Под утро была готова и вторая прокламация — Дзержинский придавал ей очень большое значение.

Он с трудом дождался семи часов, поехал в центр. В восемь пришел к профессору Красовскому — старик был в шлафроке; со сна испуган.

— Пан Красовский, не взыщите за ранний визит, — сказал Дзержинский. — Я хотел показать вам текст, если будут добавления или вы с чем-то не согласитесь, можно внести правку.

— Не завтракали? Проходите, я спрошу для вас кофе, а сам в это время прочту нелегальщину. «И еще раз „цвет народа“ — состоятельные и „именитые“ граждане — покрыли себя позором. Не успела застыть кровь люда, убитого на улицах Варшавы, в те минуты, когда мы хороним наших братьев, жен и детей, „граждане“ — шлют депутацию к властям, ходатайствуя перед Генерал-губернатором о назначении „следствия“. Они пресмыкаются у ног коновода-живодера, надеясь снискать в его передней царское „правосудие“. Граждане! Была минута, когда история давала вам возможность сыграть хотя бы скромную, но свою роль в нынешней революции. Однако когда в России либеральная и демократическая интеллигенция подала сигнал к штурму самодержавия, вы сохранили гробовое молчание. Первая волна революции пронеслась над вашими головами. Ныне, после майских убийств, молчание уже не является безразличием или трусостью; ныне, когда кровь люда пролита на мостовые, — молчание есть преступление! Ныне лишь две дороги открыты дня вас. Январские и майские дни, революция рабочих, вспыхнувшая в нашем крае по знаку резолюции в Петербурге, разорвали общество на два лагеря, разорвали призрачную завесу „народного единства“ и указали на два народа, разделенные бездной. Выбирайте: Мы — дети нищеты и труда, несущие на руках изувеченные трупы наших братьев, жен и детей, мы, идущие на смерть за вашу и нашу свободу. И они — угрюмые тираны самовластья, а при них согбенные лакеи — польские паны. Польская интеллигенция, выбирайте! Кто жив — пусть спешит к нам, живым. Кто не с нами, тот против нас. Во имя убитых жертв 1-го Мая — к борьбе. Смерть самодержавию! Да здравствует революция! Главное Правление Социал-демократии Королевства Польского и Литвы».

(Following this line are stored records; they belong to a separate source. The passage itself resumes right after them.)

PR #4317, opened 2026-09-01
fix: carry the request id through Notion conversion logs

aalemayhu:
Finishes #4198. Most of the issue shipped earlier (#4219 request-correlation middleware, #4256 request id on Claude spend/chunk lines, upload path threaded end-to-end); this closes the last gap — the Notion conversion worker path.

- NotionController.convert now passes res.locals.requestId into the conversion worker request; conversionPool forwards it; performConversion stamps it on all five job lifecycle log lines.
- In-memory only: no DB column, no migration ("a helper, not a platform", per the issue).
- Not stamped: the Ankify 5-minute poll (no originating request exists there).

Tests: the three touched suites pass (NotionController 33/33, conversionPool 21/21, performConversion green); full suite run showed only load-induced timeouts (withStripeRetry, mountWebBuild) that pass in isolation, plus the documented environmental parser/pdfinfo failures. tsc --noEmit clean, format:check clean.

No changelog entry — internal observability, no user-visible behavior change.

Process note: the implementing agent drifted from its worktree into the main checkout mid-run; the diff was verified coherent and moved onto this branch by explicit-path staging. No other main-checkout state was disturbed.

### DIFF
--- a/src/controllers/NotionController.test.ts
+++ b/src/controllers/NotionController.test.ts
@@ -316,6 +316,17 @@ describe('NotionController', () => {
       );
     });
 
+    it('threads res.locals.requestId into the runConversion payload so worker logs join the request', async () => {
+      setupConvertMocks();
+      res.locals = { owner: 'owner1', requestId: 'req-abc-123' };
+
+      await controller.convert(req as express.Request, res as express.Response);
+
+      expect(runConversion).toHaveBeenCalledWith(
+        expect.objectContaining({ requestId: 'req-abc-123' })
+      );
+    });
+
     it('emits upload_started so the Notion path enters the upload→download funnel', async () => {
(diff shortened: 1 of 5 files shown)


aalemayhu (commented):
Review (medium, execution-verified): no blocking correctness regression — the requestId threading is mechanically correct end-to-end (single caller per layer, middleware mounted above the notion router, Piscina hop clones safely, both new tests non-vacuous, no-changelog out-clause correctly used). Merge-safe as-is. 14 non-blocking findings recorded (unstamped catch paths that limit the correlation goal, plus pre-existing defects in the touched functions incl. an unclassified worker-termination path and a log-template injection nit) — consolidated into a follow-up issue rather than a third round.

— Ну, что ж, — сказал Красовский, — великолепно написано.

— Хотите добавить? — спросил Дзержинский.

— Здесь нечего добавлять. Стиль рапирен.

— Рапирность — это от изыска, а я добиваюсь убедительности. Вы, лично вы, на демонстрацию выйдете?

— С внуками, — ответил Красовский. — С красными гвоздиками.

Все улицы были запружены народом, «Варшавянка» гремела так, что звенели стекла в кабинете Глазова.

— Конных не пускать! — кричал Глазов в трубку телефона. — Почему?! В окно посмотрите — вот почему! Весь город вышел! Сомнут! Если первого мая не добили — сейчас не запугаете! Третьего дня надо это было делать, третьего дня! И не полсотни перестрелять, а тысячу! Тогда б сегодня не вышли!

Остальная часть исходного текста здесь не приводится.